# Quick question



## OneillArroyo201 (Jan 22, 2008)

Hello everbody. Just want to ask a question real quick. In Nj if you fail your national exam do you get another try?


----------



## Katie (Jan 22, 2008)

I found this: http://www.nj.gov/health/ems/documents/njac840ar.pdf

The test can be taken 3 times.  See page 22 of above document for more info 

_(c) A person who does not achieve a passing score on the NREMT-Basic Certification
Examination as determined by the NREMT shall be permitted two additional opportunities to sit for the examination and to achieve a passing score.
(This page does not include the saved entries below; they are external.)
Issue #3305, opened 2024-11-27
Replace zodios


fhennig:
As Cornelius reported here: https://github.com/loculus-project/loculus/issues/3295, Zodios seems to be unmaintained, and we're now behind a major version on react-query: https://github.com/loculus-project/loculus/pull/3294.

fengelniederhammer:
We could simply build our own wrapper around axios with the zod types that we have? It's a bit of manual effort, but in the end probably easier to maintain than the complicated zodios stuff.

fhennig:
Yes, @corneliusroemer also said so on Slack. I think it sounds like a good way to solve this. From what I could tell, it shouldn't be too much boilerplate to write.

corneliusroemer:
There might be some less heavy wrappers as well, something like: https://github.com/mattpocock/zod-fetch

fengelniederhammer:
Seems like this is using `fetch`. Personally, I like `axios` better than fetch (mostly because the errors are better)

Issue #3295, opened 2024-11-25
Zodios maintenance status: last commit 14 months ago, pinning us to tanstack react query v4


corneliusroemer:
No breakage so far, but we might get into some issues at some point

https://loculus.slack.com/archives/C05G172HL6L/p1732565097248449

anna-parker:
This has blocked the zod update in: https://github.com/loculus-project/loculus/pull/6654

PR #3352, opened 2024-12-03
chore(deps): disable unupgradable deps in dependabot.yaml

corneliusroemer:
see https://github.com/loculus-project/loculus/issues/3305
see https://github.com/loculus-project/loculus/issues/3295


anna-parker (approved):
lgtm

Issue #3343, opened 2024-12-02
Customizable column widths


theosanderson:
We should allow the Values yaml to specify widths for each column when displayed in the table, this should be a property of the metadata item.

This would require changing the values.yaml, the templates that parse it, the config.ts and the Table.tsx files.

PR #3353, opened 2024-12-03
feat(website): specify width for column(s) in search table

theosanderson:
resolves https://github.com/loculus-project/loculus/issues/3343

preview URL: https://colwidths2.loculus.org/ebola-sudan/search?

### Summary
Allows specifying column widths (which are actual minimum widths). If a column has no set width, behaviour is unchanged from pre-existing situation.

I haven't added too many for Loculus as this doesn't transfer across to our real deployments.

### Screenshot
Before:
image

After:
image


docs/src/content/docs/for-administrators/setup-with-kubernetes.md
```diff
@@ -134,7 +134,7 @@ organisms:
...
+Note the metadata section includes various fields for how the metadata of specific sequences should be displayed. Each metadata item must have a `name` which will also be displayed on the page unless `displayName` is also set. The `type` of the data, as well as if the field is `required` and if `autoComplete` is enabled can also be added. Additionally, links from metadata entries to external websites can be added using the `customDisplay` option. We also allow metadata to be grouped in sections, specified by the `header` field. The `noInput` parameter specifies that a parameter is generated internally by loculus (can be specified in the preprocessing pipeline) and should not be expected as input. You can optionally add a `columnWidth` for the column in the search table, in pixels, which will be the minimal width for the column.
```
chaoran-chen, line 137: Why don't we then also call the field `columnMinWidth`? Do you think that the logic of the field will likely change in the future?

kubernetes/loculus/templates/_common-metadata.tpl
```diff
@@ -211,6 +213,9 @@ organisms:
   {{- if .truncateColumnDisplayTo }}
   truncateColumnDisplayTo: {{ .truncateColumnDisplayTo }}
   {{- end }}
+  {{- if .columnWidth }}
+  columnWidth: {{ .columnWidth }}
+  {{- end }}
```
chaoran-chen, line 218: Could you please also document this in the Helm chart config?

website/src/components/SearchPage/Table.tsx
```diff
@@ -145,6 +146,9 @@ export const Table: FC<TableProps> = ({
                                     key={c.field}
                                     onClick={() => handleSort(c.field)}
                                     className='px-2 py-3 text-xs font-medium tracking-wider text-gray-500 uppercase cursor-pointer last:pr-6 text-left'
+                                    style={{
+                                        minWidth: c.columnWidth != null ? `${c.columnWidth}px` : undefined,
+                                    }}
```
chaoran-chen, line 151: I was confused at first for a moment and wondered whether this was catching `c.columnWidth === undefined` until I saw that this was using `!=`. What would you think about storing `c.columnWidth !== null && c.columnWidth !== undefined ? `${c.columnWidth}px` : undefined` in a separate variable and then use it here and below?

chaoran-chen (approved):
Thanks! Looks good but just a few minor comments.

kubernetes/loculus/templates/_common-metadata.tpl
theosanderson: Done (I hadn't seen it in a search because it was `.mdx` not `.md`) - though I agree with Cornelius that HTML isn't a good format to maintain this in

chaoran-chen: Thanks! (Yes, it would definitely be nice to create a proper schema with autogenerated documentation but until then, this is the simplest way to have something.)

website/src/components/SearchPage/Table.tsx
theosanderson: Ah, I hadn't particularly taken in that we were using `!=` as I did this with `aider`. Funny, I actually thought our linter didn't allow that!

Happy to go for your approach.

docs/src/content/docs/for-administrators/setup-with-kubernetes.md
theosanderson: IMO this is the better name, and I don't think the details of the implementation are too important. It is the width provided there are sufficient columns that they take up the other space. I originally had it as affecting CSS "width", but I found that that didn't actually work (the columns became narrower than this width) for reasons I don't understand. I don't feel that strongly so can change it if you do.

PR #3356, opened 2024-12-03
fix(backend): reset etag for data_use_terms_table updates

### LINKED ISSUE #3354: Updating data use terms doesn't trigger an update of SILO
I have released some sequences on main.loculus.org and the update didn't show up even after a few minutes.

I suspect that we require

something like `SELECT create_update_trigger_for_table('user_groups_table');` but for `data_use_terms_table`.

A person who achieves a passing score on the second or third attempt, as applicable, and has met all other requirements for EMT-Basic certification as identified at N.J.A.C. 8:40A-7.2 shall be issued an EMT-Basic certification card.
(d) A person who has completed an EMT-Basic training program and has failed the
NREMT-Basic Certification Examination three times may become eligible to sit for the examination by successfully completing an approved Core 13 program and obtaining an official "EMT-Basic Retraining Program: Certificate of Eligibility," as completed by the program coordinator.
1. Upon compliance with the requirements set forth in (d) above, a person shall
be permitted three additional opportunities to sit for the NREMT-Basic Certification Examination._


----------